**What to work on**
Once you have read the entries below, repeat all of them exactly.

** Opening Data for review block **

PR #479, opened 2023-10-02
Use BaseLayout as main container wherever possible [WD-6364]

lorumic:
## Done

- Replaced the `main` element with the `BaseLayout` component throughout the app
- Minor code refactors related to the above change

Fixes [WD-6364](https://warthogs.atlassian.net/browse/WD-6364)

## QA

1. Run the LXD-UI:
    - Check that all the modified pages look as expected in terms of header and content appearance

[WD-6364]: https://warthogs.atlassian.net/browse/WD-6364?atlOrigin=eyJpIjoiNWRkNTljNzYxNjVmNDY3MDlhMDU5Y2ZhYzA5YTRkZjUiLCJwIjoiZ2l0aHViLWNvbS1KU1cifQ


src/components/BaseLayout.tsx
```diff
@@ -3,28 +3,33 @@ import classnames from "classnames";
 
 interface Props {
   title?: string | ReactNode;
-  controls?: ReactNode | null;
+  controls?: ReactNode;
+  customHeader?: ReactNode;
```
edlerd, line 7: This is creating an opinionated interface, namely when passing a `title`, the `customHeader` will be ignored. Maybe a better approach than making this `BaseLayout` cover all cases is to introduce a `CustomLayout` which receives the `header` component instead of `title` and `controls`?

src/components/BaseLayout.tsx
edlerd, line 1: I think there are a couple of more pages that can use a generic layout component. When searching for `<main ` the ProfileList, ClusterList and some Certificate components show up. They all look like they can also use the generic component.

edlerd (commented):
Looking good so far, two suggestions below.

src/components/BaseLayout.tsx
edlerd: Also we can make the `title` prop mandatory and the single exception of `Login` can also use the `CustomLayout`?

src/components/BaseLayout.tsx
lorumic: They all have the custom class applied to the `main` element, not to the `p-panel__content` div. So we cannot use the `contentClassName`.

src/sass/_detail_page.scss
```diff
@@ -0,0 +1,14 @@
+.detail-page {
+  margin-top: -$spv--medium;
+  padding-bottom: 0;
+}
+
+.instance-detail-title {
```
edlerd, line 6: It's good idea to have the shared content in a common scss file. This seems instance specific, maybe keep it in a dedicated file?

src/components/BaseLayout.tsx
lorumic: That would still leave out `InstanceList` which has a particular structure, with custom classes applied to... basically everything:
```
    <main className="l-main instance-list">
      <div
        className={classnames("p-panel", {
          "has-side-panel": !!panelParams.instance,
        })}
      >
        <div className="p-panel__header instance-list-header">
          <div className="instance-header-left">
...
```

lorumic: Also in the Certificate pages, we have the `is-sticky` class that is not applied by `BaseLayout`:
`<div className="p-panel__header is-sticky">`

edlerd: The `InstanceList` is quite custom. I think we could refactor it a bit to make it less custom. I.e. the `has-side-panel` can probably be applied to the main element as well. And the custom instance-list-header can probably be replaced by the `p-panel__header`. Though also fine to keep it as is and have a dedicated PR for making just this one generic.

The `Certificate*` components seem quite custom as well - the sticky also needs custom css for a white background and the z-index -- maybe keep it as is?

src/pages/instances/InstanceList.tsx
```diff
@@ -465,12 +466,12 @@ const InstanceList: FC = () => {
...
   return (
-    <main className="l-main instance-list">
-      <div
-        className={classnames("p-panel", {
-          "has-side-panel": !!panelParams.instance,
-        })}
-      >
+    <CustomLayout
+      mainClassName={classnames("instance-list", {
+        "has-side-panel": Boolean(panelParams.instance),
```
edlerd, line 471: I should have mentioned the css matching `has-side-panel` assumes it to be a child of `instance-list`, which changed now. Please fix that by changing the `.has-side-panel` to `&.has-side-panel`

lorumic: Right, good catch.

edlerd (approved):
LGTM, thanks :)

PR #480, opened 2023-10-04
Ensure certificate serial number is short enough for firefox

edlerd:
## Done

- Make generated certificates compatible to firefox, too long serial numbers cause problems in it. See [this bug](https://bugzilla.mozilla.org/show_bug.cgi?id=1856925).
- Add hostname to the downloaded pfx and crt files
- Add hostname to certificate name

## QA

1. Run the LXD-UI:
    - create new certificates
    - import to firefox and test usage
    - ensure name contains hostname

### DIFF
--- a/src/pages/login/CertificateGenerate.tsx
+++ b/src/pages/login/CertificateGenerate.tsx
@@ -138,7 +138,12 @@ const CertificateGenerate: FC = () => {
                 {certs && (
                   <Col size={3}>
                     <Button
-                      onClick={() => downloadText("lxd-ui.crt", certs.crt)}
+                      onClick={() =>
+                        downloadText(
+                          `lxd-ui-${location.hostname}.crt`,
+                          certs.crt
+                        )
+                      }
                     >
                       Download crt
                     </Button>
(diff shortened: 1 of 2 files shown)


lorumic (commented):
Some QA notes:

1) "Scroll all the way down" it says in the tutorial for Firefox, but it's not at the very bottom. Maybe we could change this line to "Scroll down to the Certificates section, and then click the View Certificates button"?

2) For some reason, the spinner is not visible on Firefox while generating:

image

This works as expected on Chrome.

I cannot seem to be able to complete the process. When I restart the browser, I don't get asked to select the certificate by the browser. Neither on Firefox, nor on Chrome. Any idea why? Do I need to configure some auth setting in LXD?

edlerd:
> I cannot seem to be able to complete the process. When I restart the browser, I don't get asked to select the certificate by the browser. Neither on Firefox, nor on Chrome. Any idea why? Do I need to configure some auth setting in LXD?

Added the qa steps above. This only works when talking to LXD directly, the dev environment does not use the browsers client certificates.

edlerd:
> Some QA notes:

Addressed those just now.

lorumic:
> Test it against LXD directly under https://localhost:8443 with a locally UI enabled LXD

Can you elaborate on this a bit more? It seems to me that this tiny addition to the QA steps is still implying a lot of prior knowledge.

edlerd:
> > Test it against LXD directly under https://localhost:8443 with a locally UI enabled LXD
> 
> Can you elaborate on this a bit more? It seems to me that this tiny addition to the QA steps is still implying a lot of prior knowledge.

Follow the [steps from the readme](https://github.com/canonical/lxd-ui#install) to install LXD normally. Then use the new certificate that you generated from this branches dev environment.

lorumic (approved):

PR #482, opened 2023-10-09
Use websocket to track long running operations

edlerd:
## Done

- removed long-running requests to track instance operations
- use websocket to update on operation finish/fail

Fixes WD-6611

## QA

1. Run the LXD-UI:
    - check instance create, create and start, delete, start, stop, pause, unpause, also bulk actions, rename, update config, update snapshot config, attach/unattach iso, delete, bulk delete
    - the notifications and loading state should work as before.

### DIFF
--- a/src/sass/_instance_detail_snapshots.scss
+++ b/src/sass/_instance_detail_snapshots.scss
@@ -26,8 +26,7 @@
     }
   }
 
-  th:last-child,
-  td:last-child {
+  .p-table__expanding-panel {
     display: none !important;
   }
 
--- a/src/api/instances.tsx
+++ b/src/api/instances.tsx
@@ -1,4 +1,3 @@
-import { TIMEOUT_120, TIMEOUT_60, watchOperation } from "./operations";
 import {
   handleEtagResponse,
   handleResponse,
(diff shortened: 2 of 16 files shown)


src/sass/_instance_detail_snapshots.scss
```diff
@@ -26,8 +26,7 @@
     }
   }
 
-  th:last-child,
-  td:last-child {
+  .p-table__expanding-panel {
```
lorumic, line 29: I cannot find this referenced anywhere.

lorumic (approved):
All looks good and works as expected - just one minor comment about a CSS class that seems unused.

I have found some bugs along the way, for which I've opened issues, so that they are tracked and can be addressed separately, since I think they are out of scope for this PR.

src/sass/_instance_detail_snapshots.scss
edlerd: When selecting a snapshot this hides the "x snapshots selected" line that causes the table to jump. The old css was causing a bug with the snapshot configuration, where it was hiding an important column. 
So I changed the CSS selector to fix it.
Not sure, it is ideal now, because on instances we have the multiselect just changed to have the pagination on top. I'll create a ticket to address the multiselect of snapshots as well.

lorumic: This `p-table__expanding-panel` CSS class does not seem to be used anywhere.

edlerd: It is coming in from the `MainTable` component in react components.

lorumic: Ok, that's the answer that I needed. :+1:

** Closing Data for review block **

**Response**
PR #479, opened 2023-10-02
Use BaseLayout as main container wherever possible [WD-6364]

lorumic:
## Done

- Replaced the `main` element with the `BaseLayout` component throughout the app
- Minor code refactors related to the above change

Fixes [WD-6364](https://warthogs.atlassian.net/browse/WD-6364)

## QA

1. Run the LXD-UI:
    - Check that all the modified pages look as expected in terms of header and content appearance

[WD-6364]: https://warthogs.atlassian.net/browse/WD-6364?atlOrigin=eyJpIjoiNWRkNTljNzYxNjVmNDY3MDlhMDU5Y2ZhYzA5YTRkZjUiLCJwIjoiZ2l0aHViLWNvbS1KU1cifQ


src/components/BaseLayout.tsx
```diff
@@ -3,28 +3,33 @@ import classnames from "classnames";
 
 interface Props {
   title?: string | ReactNode;
-  controls?: ReactNode | null;
+  controls?: ReactNode;
+  customHeader?: ReactNode;
```
edlerd, line 7: This is creating an opinionated interface, namely when passing a `title`, the `customHeader` will be ignored. Maybe a better approach than making this `BaseLayout` cover all cases is to introduce a `CustomLayout` which receives the `header` component instead of `title` and `controls`?

src/components/BaseLayout.tsx
edlerd, line 1: I think there are a couple of more pages that can use a generic layout component. When searching for `<main ` the ProfileList, ClusterList and some Certificate components show up. They all look like they can also use the generic component.

edlerd (commented):
Looking good so far, two suggestions below.

src/components/BaseLayout.tsx
edlerd: Also we can make the `title` prop mandatory and the single exception of `Login` can also use the `CustomLayout`?

src/components/BaseLayout.tsx
lorumic: They all have the custom class applied to the `main` element, not to the `p-panel__content` div. So we cannot use the `contentClassName`.

src/sass/_detail_page.scss
```diff
@@ -0,0 +1,14 @@
+.detail-page {
+  margin-top: -$spv--medium;
+  padding-bottom: 0;
+}
+
+.instance-detail-title {
```
edlerd, line 6: It's good idea to have the shared content in a common scss file. This seems instance specific, maybe keep it in a dedicated file?

src/components/BaseLayout.tsx
lorumic: That would still leave out `InstanceList` which has a particular structure, with custom classes applied to... basically everything:
```
    <main className="l-main instance-list">
      <div
        className={classnames("p-panel", {
          "has-side-panel": !!panelParams.instance,
        })}
      >
        <div className="p-panel__header instance-list-header">
          <div className="instance-header-left">
...
```

lorumic: Also in the Certificate pages, we have the `is-sticky` class that is not applied by `BaseLayout`:
`<div className="p-panel__header is-sticky">`

edlerd: The `InstanceList` is quite custom. I think we could refactor it a bit to make it less custom. I.e. the `has-side-panel` can probably be applied to the main element as well. And the custom instance-list-header can probably be replaced by the `p-panel__header`. Though also fine to keep it as is and have a dedicated PR for making just this one generic.

The `Certificate*` components seem quite custom as well - the sticky also needs custom css for a white background and the z-index -- maybe keep it as is?

src/pages/instances/InstanceList.tsx
```diff
@@ -465,12 +466,12 @@ const InstanceList: FC = () => {
...
   return (
-    <main className="l-main instance-list">
-      <div
-        className={classnames("p-panel", {
-          "has-side-panel": !!panelParams.instance,
-        })}
-      >
+    <CustomLayout
+      mainClassName={classnames("instance-list", {
+        "has-side-panel": Boolean(panelParams.instance),
```
edlerd, line 471: I should have mentioned the css matching `has-side-panel` assumes it to be a child of `instance-list`, which changed now. Please fix that by changing the `.has-side-panel` to `&.has-side-panel`

lorumic: Right, good catch.

edlerd (approved):
LGTM, thanks :)

PR #480, opened 2023-10-04
Ensure certificate serial number is short enough for firefox

edlerd:
## Done

- Make generated certificates compatible to firefox, too long serial numbers cause problems in it. See [this bug](https://bugzilla.mozilla.org/show_bug.cgi?id=1856925).
- Add hostname to the downloaded pfx and crt files
- Add hostname to certificate name

## QA

1. Run the LXD-UI:
    - create new certificates
    - import to firefox and test usage
    - ensure name contains hostname

### DIFF
--- a/src/pages/login/CertificateGenerate.tsx
+++ b/src/pages/login/CertificateGenerate.tsx
@@ -138,7 +138,12 @@ const CertificateGenerate: FC = () => {
                 {certs && (
                   <Col size={3}>
                     <Button
-                      onClick={() => downloadText("lxd-ui.crt", certs.crt)}
+                      onClick={() =>
+                        downloadText(
+                          `lxd-ui-${location.hostname}.crt`,
+                          certs.crt
+                        )
+                      }
                     >
                       Download crt
                     </Button>
(diff shortened: 1 of 2 files shown)


lorumic (commented):
Some QA notes:

1) "Scroll all the way down" it says in the tutorial for Firefox, but it's not at the very bottom. Maybe we could change this line to "Scroll down to the Certificates section, and then click the View Certificates button"?

2) For some reason, the spinner is not visible on Firefox while generating:

image

This works as expected on Chrome.

I cannot seem to be able to complete the process. When I restart the browser, I don't get asked to select the certificate by the browser. Neither on Firefox, nor on Chrome. Any idea why? Do I need to configure some auth setting in LXD?

edlerd:
> I cannot seem to be able to complete the process. When I restart the browser, I don't get asked to select the certificate by the browser. Neither on Firefox, nor on Chrome. Any idea why? Do I need to configure some auth setting in LXD?

Added the qa steps above. This only works when talking to LXD directly, the dev environment does not use the browsers client certificates.

edlerd:
> Some QA notes:

Addressed those just now.

lorumic:
> Test it against LXD directly under https://localhost:8443 with a locally UI enabled LXD

Can you elaborate on this a bit more? It seems to me that this tiny addition to the QA steps is still implying a lot of prior knowledge.

edlerd:
> > Test it against LXD directly under https://localhost:8443 with a locally UI enabled LXD
> 
> Can you elaborate on this a bit more? It seems to me that this tiny addition to the QA steps is still implying a lot of prior knowledge.

Follow the [steps from the readme](https://github.com/canonical/lxd-ui#install) to install LXD normally. Then use the new certificate that you generated from this branches dev environment.

lorumic (approved):

PR #482, opened 2023-10-09
Use websocket to track long running operations

edlerd:
## Done

- removed long-running requests to track instance operations
- use websocket to update on operation finish/fail

Fixes WD-6611

## QA

1. Run the LXD-UI:
    - check instance create, create and start, delete, start, stop, pause, unpause, also bulk actions, rename, update config, update snapshot config, attach/unattach iso, delete, bulk delete
    - the notifications and loading state should work as before.

### DIFF
--- a/src/sass/_instance_detail_snapshots.scss
+++ b/src/sass/_instance_detail_snapshots.scss
@@ -26,8 +26,7 @@
     }
   }
 
-  th:last-child,
-  td:last-child {
+  .p-table__expanding-panel {
     display: none !important;
   }
 
--- a/src/api/instances.tsx
+++ b/src/api/instances.tsx
@@ -1,4 +1,3 @@
-import { TIMEOUT_120, TIMEOUT_60, watchOperation } from "./operations";
 import {
   handleEtagResponse,
   handleResponse,
(diff shortened: 2 of 16 files shown)


src/sass/_instance_detail_snapshots.scss
```diff
@@ -26,8 +26,7 @@
     }
   }
 
-  th:last-child,
-  td:last-child {
+  .p-table__expanding-panel {
```
lorumic, line 29: I cannot find this referenced anywhere.

lorumic (approved):
All looks good and works as expected - just one minor comment about a CSS class that seems unused.

I have found some bugs along the way, for which I've opened issues, so that they are tracked and can be addressed separately, since I think they are out of scope for this PR.

src/sass/_instance_detail_snapshots.scss
edlerd: When selecting a snapshot this hides the "x snapshots selected" line that causes the table to jump. The old css was causing a bug with the snapshot configuration, where it was hiding an important column. 
So I changed the CSS selector to fix it.
Not sure, it is ideal now, because on instances we have the multiselect just changed to have the pagination on top. I'll create a ticket to address the multiselect of snapshots as well.

lorumic: This `p-table__expanding-panel` CSS class does not seem to be used anywhere.

edlerd: It is coming in from the `MainTable` component in react components.

lorumic: Ok, that's the answer that I needed. :+1:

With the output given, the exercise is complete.